Description of the task
The lines below that include the word "which" are to be reported.

Data section
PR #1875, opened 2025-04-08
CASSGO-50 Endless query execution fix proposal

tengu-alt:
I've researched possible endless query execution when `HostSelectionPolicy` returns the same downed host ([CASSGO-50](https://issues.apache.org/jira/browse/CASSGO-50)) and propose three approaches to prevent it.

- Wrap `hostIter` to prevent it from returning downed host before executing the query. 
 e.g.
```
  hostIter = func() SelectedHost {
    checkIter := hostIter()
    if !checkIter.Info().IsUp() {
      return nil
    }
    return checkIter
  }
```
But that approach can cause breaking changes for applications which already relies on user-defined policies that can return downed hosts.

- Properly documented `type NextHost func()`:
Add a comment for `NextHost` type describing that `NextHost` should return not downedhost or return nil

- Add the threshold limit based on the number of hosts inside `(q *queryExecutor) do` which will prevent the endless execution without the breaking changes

Output for this exercise
But that approach can cause breaking changes for applications which already relies on user-defined policies that can return downed hosts.
- Add the threshold limit based on the number of hosts inside `(q *queryExecutor) do` which will prevent the endless execution without the breaking changes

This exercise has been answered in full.